ABOUT THIS EXERCISE:
The data must be returned in full, with no character altered.

[TASK INPUTS — start]

Issue #2536, opened 2017-12-05
cannot change targets on aws_ssm_association 


hashibot:
_This issue was originally opened by @af6140 as hashicorp/terraform#16837. It was migrated here as a result of the [provider split](https://www.hashicorp.com/blog/upcoming-provider-changes-in-terraform-0-10/). The original body of the issue is below._

<hr>

When changing the aws_ssm_association resource target attributes  with new tag name and value, the change is not applied.

bflad:
This has been released in [version 1.10.0 of the AWS provider](https://github.com/terraform-providers/terraform-provider-aws/blob/master/CHANGELOG.md#1100-february-24-2018). Please see the [Terraform documentation on provider versioning](https://www.terraform.io/docs/configuration/providers.html#provider-versions) or reach out if you need any assistance upgrading.

PR #2807, opened 2017-12-31
resource/aws_ssm_association: Allow updating targets

atsushi-ishibashi:
Fixed: #2536 
Update MaxItems of targets. [ref](https://docs.aws.amazon.com/ja_jp/systems-manager/latest/APIReference/API_CreateAssociation.html#EC2-CreateAssociation-request-Targets)

```
TF_ACC=1 go test ./aws -v -run=TestAccAWSSSMAssociation_withTargets -timeout 120m
=== RUN   TestAccAWSSSMAssociation_withTargets
--- PASS: TestAccAWSSSMAssociation_withTargets (41.74s)
PASS
ok  	github.com/terraform-providers/terraform-provider-aws/aws	41.774s
```

### DIFF
--- a/aws/resource_aws_ssm_association.go
+++ b/aws/resource_aws_ssm_association.go
@@ -73,7 +73,6 @@ func resourceAwsSsmAssociation() *schema.Resource {
 			"targets": {
 				Type:     schema.TypeList,
 				Optional: true,
-				ForceNew: true,
 				Computed: true,
 				MaxItems: 5,
 				Elem: &schema.Resource{
--- a/aws/resource_aws_ssm_association.go
+++ b/aws/resource_aws_ssm_association.go
@@ -213,6 +213,10 @@ func resourceAwsSsmAssocationUpdate(d *schema.ResourceData, meta interface{}) er
 		associationInput.OutputLocation = expandSSMAssociationOutputLocation(d.Get("output_location").([]interface{}))
 	}
 
+	if d.HasChange("targets") {
+		associationInput.Targets = expandAwsSsmTargets(d)
+	}
+
 	_, err := ssmconn.UpdateAssociation(associationInput)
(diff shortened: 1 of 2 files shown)


aws/resource_aws_ssm_association.go
```diff
@@ -75,7 +75,7 @@ func resourceAwsSsmAssociation() *schema.Resource {
 				Optional: true,
 				ForceNew: true,
```
radeksimko: Since we're now able to update this I think we should also remove `ForceNew` from here, otherwise the new code will never be executed. 😉

aws/resource_aws_ssm_association_test.go
```diff
@@ -40,6 +40,7 @@ func TestAccAWSSSMAssociation_withTargets(t *testing.T) {
 				Config: testAccAWSSSMAssociationBasicConfigWithTargets(name),
 				Check: resource.ComposeTestCheckFunc(
 					testAccCheckAWSSSMAssociationExists("aws_ssm_association.foo"),
+					resource.TestCheckResourceAttr("aws_ssm_association.foo", "targets.#", "2"),
```
radeksimko: Do you mind adding a test step here which will add or remove a target and check the no of targets in each step to verify that the update actually works?

atsushi-ishibashi:
@radeksimko Ok👍
```
TF_ACC=1 go test ./aws -v -run=TestAccAWSSSMAssociation_withTargets -timeout 120m
=== RUN   TestAccAWSSSMAssociation_withTargets
--- PASS: TestAccAWSSSMAssociation_withTargets (116.95s)
PASS
ok  	github.com/terraform-providers/terraform-provider-aws/aws	116.984s
```

bflad:

PR #2809, opened 2017-12-31
resource/aws_autoscaling_policy: Replace GetOk with GetOkExists

atsushi-ishibashi:
Fixed: #2528 
When you specify `0`, `GetOk` returns false as exists so replaced with `GetOkExists`.

### DIFF
--- a/aws/resource_aws_autoscaling_policy.go
+++ b/aws/resource_aws_autoscaling_policy.go
@@ -287,7 +287,7 @@ func getAwsAutoscalingPutScalingPolicyInput(d *schema.ResourceData) (autoscaling
 		params.Cooldown = aws.Int64(int64(v.(int)))
 	}
 
-	if v, ok := d.GetOk("estimated_instance_warmup"); ok {
+	if v, ok := d.GetOkExists("estimated_instance_warmup"); ok {
 		params.EstimatedInstanceWarmup = aws.Int64(int64(v.(int)))
 	}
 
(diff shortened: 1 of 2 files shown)


atsushi-ishibashi:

[TASK INPUTS — finish]

WORKED SOLUTION:
Issue #2536, opened 2017-12-05
cannot change targets on aws_ssm_association 


hashibot:
_This issue was originally opened by @af6140 as hashicorp/terraform#16837. It was migrated here as a result of the [provider split](https://www.hashicorp.com/blog/upcoming-provider-changes-in-terraform-0-10/). The original body of the issue is below._

<hr>

When changing the aws_ssm_association resource target attributes  with new tag name and value, the change is not applied.

bflad:
This has been released in [version 1.10.0 of the AWS provider](https://github.com/terraform-providers/terraform-provider-aws/blob/master/CHANGELOG.md#1100-february-24-2018). Please see the [Terraform documentation on provider versioning](https://www.terraform.io/docs/configuration/providers.html#provider-versions) or reach out if you need any assistance upgrading.

PR #2807, opened 2017-12-31
resource/aws_ssm_association: Allow updating targets

atsushi-ishibashi:
Fixed: #2536 
Update MaxItems of targets. [ref](https://docs.aws.amazon.com/ja_jp/systems-manager/latest/APIReference/API_CreateAssociation.html#EC2-CreateAssociation-request-Targets)

```
TF_ACC=1 go test ./aws -v -run=TestAccAWSSSMAssociation_withTargets -timeout 120m
=== RUN   TestAccAWSSSMAssociation_withTargets
--- PASS: TestAccAWSSSMAssociation_withTargets (41.74s)
PASS
ok  	github.com/terraform-providers/terraform-provider-aws/aws	41.774s
```

### DIFF
--- a/aws/resource_aws_ssm_association.go
+++ b/aws/resource_aws_ssm_association.go
@@ -73,7 +73,6 @@ func resourceAwsSsmAssociation() *schema.Resource {
 			"targets": {
 				Type:     schema.TypeList,
 				Optional: true,
-				ForceNew: true,
 				Computed: true,
 				MaxItems: 5,
 				Elem: &schema.Resource{
--- a/aws/resource_aws_ssm_association.go
+++ b/aws/resource_aws_ssm_association.go
@@ -213,6 +213,10 @@ func resourceAwsSsmAssocationUpdate(d *schema.ResourceData, meta interface{}) er
 		associationInput.OutputLocation = expandSSMAssociationOutputLocation(d.Get("output_location").([]interface{}))
 	}
 
+	if d.HasChange("targets") {
+		associationInput.Targets = expandAwsSsmTargets(d)
+	}
+
 	_, err := ssmconn.UpdateAssociation(associationInput)
(diff shortened: 1 of 2 files shown)


aws/resource_aws_ssm_association.go
```diff
@@ -75,7 +75,7 @@ func resourceAwsSsmAssociation() *schema.Resource {
 				Optional: true,
 				ForceNew: true,
```
radeksimko: Since we're now able to update this I think we should also remove `ForceNew` from here, otherwise the new code will never be executed. 😉

aws/resource_aws_ssm_association_test.go
```diff
@@ -40,6 +40,7 @@ func TestAccAWSSSMAssociation_withTargets(t *testing.T) {
 				Config: testAccAWSSSMAssociationBasicConfigWithTargets(name),
 				Check: resource.ComposeTestCheckFunc(
 					testAccCheckAWSSSMAssociationExists("aws_ssm_association.foo"),
+					resource.TestCheckResourceAttr("aws_ssm_association.foo", "targets.#", "2"),
```
radeksimko: Do you mind adding a test step here which will add or remove a target and check the no of targets in each step to verify that the update actually works?

atsushi-ishibashi:
@radeksimko Ok👍
```
TF_ACC=1 go test ./aws -v -run=TestAccAWSSSMAssociation_withTargets -timeout 120m
=== RUN   TestAccAWSSSMAssociation_withTargets
--- PASS: TestAccAWSSSMAssociation_withTargets (116.95s)
PASS
ok  	github.com/terraform-providers/terraform-provider-aws/aws	116.984s
```

bflad:

PR #2809, opened 2017-12-31
resource/aws_autoscaling_policy: Replace GetOk with GetOkExists

atsushi-ishibashi:
Fixed: #2528 
When you specify `0`, `GetOk` returns false as exists so replaced with `GetOkExists`.

### DIFF
--- a/aws/resource_aws_autoscaling_policy.go
+++ b/aws/resource_aws_autoscaling_policy.go
@@ -287,7 +287,7 @@ func getAwsAutoscalingPutScalingPolicyInput(d *schema.ResourceData) (autoscaling
 		params.Cooldown = aws.Int64(int64(v.(int)))
 	}
 
-	if v, ok := d.GetOk("estimated_instance_warmup"); ok {
+	if v, ok := d.GetOkExists("estimated_instance_warmup"); ok {
 		params.EstimatedInstanceWarmup = aws.Int64(int64(v.(int)))
 	}
 
(diff shortened: 1 of 2 files shown)


atsushi-ishibashi:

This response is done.